Naturally, a process cannot just fetch and assign cookies at will; the usual "can this process call ptrace() on the target" test applies. It is also not possible to generate cookie values in user space, a restriction that is necessary to ensure that unrelated processes get unique cookie values. By only allowing cookie values to propagate between processes that already have a degree of mutual trust, the kernel prevents a hostile process from setting its own cookie to match that of a target process.

Whenever a CPU enters the scheduler, the highest-priority task will be picked to run in the usual way. If core scheduling is in use, though, the next step will be to send an inter-processor interrupt to the sibling CPUs, each of which will respond by checking the newly scheduled process's cookie value against the value for the process running locally. If need be, the interrupted processor(s) will switch to running a process with an equal cookie, even if the currently running process has a higher priority. If no compatible process exists, the processor will simply go idle until the situation changes. The scheduler will migrate processes between cores to prevent the forced idling if possible.

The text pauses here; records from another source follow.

PR #1409, opened 2024-07-22
GO-3635 Inject links along with derived relations + some smartblock refactoring

KirillSto:
https://linear.app/anytype/issue/GO-3635/update-backlinks-reactively-in-the-objectstore

StateAppend did not update links of smartblock, as injectLinks was not called explicitly. Now injectLinks is called inside injectDerivedDetails, so changes are applied for objects on other devices even if they are not uploaded in cache.

Additionally some refactoring in smartblock pkg is made. Details are in the code comments

### DIFF
--- a/core/block/editor/smartblock/smartblock.go
+++ b/core/block/editor/smartblock/smartblock.go
@@ -162,7 +162,6 @@ type SmartBlock interface {
 	CheckSubscriptions() (changed bool)
 	GetDocInfo() DocInfo
 	Restrictions() restriction.Restrictions
-	SetRestrictions(r restriction.Restrictions)
 	ObjectClose(ctx session.Context)
 	ObjectCloseAllSessions()
 
@@ -386,11 +385,7 @@ func (sb *smartBlock) sendObjectCloseEvent(_ ApplyInfo) error {
 
 // updateRestrictions refetch restrictions from restriction service and update them in the smartblock
 func (sb *smartBlock) updateRestrictions() {
-	restrictions := sb.restrictionService.GetRestrictions(sb)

Early versions of the core-scheduling code had a significant throughput cost for the system as a whole; indeed, it was sometimes worse than just disabling SMT altogether, which rather defeated the purpose. The code has been through a number of revisions since then, though, and apparently performs better now. There will always be a cost, though, to a mechanism that will occasionally force processors to go idle when runnable processes exist. For that reason core scheduling, as Linus Torvalds put it, "makes little sense to most people". It can be beneficial, though, in situations where the only alternative is to turn off SMT completely.

While the security use case is driving the development of core scheduling, there are other use cases as well. For example, systems running realtime processes usually must have SMT disabled; you cannot make any response-time guarantees when the CPU has to compete with a sibling for the hardware. Core scheduling can ensure that realtime processes get a core to themselves while allowing the rest of the system to use SMT. There are other situations where the ability to control the mixing of processes on the same core can bring benefits as well.

So, while core scheduling is probably not useful for most Linux users, there are user communities that will be glad that this feature has finally found its way into the mainline. Adding this sort of complication to a central, performance-critical component like the scheduler was never going to be easy but, where there is sufficient determination, a way can be found. The developers involved have certainly earned a cookie for pushing this work to a successful completion.